━━━━━ DATA SECTION

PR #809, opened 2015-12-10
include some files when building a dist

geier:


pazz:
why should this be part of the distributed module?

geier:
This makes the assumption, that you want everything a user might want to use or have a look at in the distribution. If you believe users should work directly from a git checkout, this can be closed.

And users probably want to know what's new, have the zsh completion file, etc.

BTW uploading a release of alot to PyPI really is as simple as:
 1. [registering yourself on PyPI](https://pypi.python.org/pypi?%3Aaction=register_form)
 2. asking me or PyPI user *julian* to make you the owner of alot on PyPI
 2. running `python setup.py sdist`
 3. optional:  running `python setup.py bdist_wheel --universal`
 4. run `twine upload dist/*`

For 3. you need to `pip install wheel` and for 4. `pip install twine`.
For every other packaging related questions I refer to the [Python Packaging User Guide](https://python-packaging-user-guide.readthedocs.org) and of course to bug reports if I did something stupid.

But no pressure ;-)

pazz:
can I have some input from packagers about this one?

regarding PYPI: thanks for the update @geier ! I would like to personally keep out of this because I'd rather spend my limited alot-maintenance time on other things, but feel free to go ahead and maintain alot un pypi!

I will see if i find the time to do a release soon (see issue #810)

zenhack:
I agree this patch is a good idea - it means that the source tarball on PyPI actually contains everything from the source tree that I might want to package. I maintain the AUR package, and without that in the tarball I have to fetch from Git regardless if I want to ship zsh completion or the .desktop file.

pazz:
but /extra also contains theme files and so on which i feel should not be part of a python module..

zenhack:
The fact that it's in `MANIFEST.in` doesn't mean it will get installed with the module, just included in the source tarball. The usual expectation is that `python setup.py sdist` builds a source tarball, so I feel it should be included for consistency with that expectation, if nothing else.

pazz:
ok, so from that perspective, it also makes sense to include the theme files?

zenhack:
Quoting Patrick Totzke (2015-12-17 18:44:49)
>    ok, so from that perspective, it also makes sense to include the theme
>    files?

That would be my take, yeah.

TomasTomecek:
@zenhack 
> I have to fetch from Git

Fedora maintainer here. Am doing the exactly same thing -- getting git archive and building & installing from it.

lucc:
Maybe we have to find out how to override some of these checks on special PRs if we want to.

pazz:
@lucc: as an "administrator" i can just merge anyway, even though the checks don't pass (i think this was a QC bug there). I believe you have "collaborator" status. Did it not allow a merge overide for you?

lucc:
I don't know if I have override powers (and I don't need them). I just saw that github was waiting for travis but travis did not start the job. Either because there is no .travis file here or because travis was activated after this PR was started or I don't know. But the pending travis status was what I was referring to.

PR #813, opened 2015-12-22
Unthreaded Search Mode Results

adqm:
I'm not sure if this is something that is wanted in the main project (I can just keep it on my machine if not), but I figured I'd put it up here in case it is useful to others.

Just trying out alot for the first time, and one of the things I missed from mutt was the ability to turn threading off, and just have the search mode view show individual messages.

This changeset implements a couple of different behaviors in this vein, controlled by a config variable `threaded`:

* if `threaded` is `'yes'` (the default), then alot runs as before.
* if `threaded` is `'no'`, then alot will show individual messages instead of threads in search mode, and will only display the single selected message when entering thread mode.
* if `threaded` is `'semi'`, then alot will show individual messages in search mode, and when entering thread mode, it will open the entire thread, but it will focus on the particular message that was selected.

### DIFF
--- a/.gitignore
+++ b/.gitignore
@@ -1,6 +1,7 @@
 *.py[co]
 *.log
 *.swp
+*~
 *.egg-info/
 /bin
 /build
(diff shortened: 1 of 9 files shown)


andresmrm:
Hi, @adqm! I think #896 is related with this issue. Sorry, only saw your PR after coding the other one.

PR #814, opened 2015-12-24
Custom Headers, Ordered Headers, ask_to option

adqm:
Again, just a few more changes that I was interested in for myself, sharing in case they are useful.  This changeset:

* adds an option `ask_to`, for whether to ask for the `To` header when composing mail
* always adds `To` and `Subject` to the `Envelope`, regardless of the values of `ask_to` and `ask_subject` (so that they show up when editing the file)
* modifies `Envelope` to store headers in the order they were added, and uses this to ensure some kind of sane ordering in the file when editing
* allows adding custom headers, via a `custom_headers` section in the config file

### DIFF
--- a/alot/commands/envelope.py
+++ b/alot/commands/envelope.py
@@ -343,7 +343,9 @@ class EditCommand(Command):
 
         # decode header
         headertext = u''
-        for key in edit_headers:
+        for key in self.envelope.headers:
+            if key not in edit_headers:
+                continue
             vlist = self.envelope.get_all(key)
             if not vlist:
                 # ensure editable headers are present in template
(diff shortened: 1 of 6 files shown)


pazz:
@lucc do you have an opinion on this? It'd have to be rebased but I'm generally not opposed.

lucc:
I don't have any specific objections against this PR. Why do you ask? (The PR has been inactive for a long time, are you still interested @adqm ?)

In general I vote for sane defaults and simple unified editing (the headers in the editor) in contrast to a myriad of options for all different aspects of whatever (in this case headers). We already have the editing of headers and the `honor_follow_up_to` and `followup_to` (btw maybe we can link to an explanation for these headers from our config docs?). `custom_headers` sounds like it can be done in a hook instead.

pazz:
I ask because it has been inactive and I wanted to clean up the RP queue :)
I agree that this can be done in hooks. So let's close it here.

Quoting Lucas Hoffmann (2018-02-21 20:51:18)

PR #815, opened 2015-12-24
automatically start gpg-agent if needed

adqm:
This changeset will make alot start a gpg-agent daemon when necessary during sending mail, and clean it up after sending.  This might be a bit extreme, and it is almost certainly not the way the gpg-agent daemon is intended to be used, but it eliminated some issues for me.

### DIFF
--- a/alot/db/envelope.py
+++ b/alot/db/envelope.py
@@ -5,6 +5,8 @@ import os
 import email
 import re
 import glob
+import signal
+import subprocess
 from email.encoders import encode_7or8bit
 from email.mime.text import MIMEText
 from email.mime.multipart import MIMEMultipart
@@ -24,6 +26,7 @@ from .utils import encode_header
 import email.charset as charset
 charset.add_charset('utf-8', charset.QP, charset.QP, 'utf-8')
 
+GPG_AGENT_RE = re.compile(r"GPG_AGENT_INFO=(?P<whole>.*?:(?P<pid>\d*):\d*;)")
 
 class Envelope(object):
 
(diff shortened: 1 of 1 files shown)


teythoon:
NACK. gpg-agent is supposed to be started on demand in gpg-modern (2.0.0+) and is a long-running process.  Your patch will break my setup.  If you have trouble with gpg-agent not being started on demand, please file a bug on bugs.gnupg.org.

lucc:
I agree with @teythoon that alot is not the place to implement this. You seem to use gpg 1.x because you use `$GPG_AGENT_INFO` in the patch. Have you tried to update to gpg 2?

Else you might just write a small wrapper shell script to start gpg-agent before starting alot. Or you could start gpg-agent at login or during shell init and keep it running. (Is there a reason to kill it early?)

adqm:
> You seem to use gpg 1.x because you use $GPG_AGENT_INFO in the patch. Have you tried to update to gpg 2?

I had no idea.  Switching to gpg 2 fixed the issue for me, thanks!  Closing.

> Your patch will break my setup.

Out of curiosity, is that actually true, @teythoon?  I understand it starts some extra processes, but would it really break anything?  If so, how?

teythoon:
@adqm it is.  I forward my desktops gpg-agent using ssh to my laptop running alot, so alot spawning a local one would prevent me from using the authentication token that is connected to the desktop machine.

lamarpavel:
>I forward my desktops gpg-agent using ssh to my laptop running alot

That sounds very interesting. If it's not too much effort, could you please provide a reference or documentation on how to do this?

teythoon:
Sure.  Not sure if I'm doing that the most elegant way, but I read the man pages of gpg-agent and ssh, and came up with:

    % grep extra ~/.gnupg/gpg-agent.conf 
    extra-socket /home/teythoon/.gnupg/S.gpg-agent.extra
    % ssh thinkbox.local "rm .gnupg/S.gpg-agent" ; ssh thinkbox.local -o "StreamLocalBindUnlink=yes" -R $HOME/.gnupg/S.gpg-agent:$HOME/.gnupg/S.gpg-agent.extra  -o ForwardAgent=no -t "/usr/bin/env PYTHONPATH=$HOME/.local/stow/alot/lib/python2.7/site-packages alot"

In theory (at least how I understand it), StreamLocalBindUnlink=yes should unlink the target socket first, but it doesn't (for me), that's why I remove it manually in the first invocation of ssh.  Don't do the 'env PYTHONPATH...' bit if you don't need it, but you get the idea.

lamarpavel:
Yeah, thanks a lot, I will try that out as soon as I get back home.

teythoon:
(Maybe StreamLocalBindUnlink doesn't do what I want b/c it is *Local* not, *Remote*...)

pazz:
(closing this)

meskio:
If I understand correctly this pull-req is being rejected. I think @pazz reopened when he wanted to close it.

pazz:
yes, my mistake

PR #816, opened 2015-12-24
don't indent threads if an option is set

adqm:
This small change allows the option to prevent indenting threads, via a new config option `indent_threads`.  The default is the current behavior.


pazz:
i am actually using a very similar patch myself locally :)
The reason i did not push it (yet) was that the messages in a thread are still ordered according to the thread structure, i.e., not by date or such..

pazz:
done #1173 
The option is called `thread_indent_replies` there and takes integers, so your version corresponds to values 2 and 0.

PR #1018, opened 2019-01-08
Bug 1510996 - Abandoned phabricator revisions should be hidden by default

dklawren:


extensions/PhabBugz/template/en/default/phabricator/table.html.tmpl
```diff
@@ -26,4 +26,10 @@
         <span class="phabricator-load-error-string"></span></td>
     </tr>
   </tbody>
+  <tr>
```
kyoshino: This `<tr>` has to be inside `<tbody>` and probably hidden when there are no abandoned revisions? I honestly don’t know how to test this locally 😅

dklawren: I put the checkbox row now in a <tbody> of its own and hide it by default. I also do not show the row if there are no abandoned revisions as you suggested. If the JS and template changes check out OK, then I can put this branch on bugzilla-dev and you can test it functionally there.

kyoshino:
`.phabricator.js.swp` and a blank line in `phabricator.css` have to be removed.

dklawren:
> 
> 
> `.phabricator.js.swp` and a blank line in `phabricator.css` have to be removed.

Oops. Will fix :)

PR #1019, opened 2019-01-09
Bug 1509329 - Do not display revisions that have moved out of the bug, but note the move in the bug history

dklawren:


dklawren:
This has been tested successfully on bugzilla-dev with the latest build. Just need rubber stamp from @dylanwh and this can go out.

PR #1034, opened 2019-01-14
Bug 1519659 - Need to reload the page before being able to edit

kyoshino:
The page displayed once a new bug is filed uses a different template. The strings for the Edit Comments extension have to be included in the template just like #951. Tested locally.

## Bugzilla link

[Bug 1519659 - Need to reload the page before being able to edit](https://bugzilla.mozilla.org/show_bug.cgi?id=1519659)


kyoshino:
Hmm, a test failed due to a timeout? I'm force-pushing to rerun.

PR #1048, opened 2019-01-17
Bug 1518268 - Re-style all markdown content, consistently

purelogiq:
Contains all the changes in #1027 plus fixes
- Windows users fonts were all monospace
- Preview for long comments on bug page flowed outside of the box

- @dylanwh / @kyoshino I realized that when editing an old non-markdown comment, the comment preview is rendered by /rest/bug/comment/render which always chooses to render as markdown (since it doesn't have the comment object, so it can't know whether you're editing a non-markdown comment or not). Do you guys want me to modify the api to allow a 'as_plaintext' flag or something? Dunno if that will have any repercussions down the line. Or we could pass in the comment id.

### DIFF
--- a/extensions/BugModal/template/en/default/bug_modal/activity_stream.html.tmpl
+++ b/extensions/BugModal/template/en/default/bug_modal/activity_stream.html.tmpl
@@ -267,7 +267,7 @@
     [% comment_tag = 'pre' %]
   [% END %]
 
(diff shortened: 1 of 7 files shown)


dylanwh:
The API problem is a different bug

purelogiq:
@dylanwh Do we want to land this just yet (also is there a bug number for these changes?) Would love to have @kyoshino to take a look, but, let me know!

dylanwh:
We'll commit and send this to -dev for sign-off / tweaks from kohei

━━━━━━━━━━

PROBLEM TO SOLVE: Retype the entries above exactly, but only from the line containing "PR #813, opened 2015-12-22" through the line containing "editing the file)", both included.

EXPECTED ANSWER:
PR #813, opened 2015-12-22
Unthreaded Search Mode Results

adqm:
I'm not sure if this is something that is wanted in the main project (I can just keep it on my machine if not), but I figured I'd put it up here in case it is useful to others.

Just trying out alot for the first time, and one of the things I missed from mutt was the ability to turn threading off, and just have the search mode view show individual messages.

This changeset implements a couple of different behaviors in this vein, controlled by a config variable `threaded`:

* if `threaded` is `'yes'` (the default), then alot runs as before.
* if `threaded` is `'no'`, then alot will show individual messages instead of threads in search mode, and will only display the single selected message when entering thread mode.
* if `threaded` is `'semi'`, then alot will show individual messages in search mode, and when entering thread mode, it will open the entire thread, but it will focus on the particular message that was selected.

### DIFF
--- a/.gitignore
+++ b/.gitignore
@@ -1,6 +1,7 @@
 *.py[co]
 *.log
 *.swp
+*~
 *.egg-info/
 /bin
 /build
(diff shortened: 1 of 9 files shown)


andresmrm:
Hi, @adqm! I think #896 is related with this issue. Sorry, only saw your PR after coding the other one.

PR #814, opened 2015-12-24
Custom Headers, Ordered Headers, ask_to option

adqm:
Again, just a few more changes that I was interested in for myself, sharing in case they are useful.  This changeset:

* adds an option `ask_to`, for whether to ask for the `To` header when composing mail
* always adds `To` and `Subject` to the `Envelope`, regardless of the values of `ask_to` and `ask_subject` (so that they show up when editing the file)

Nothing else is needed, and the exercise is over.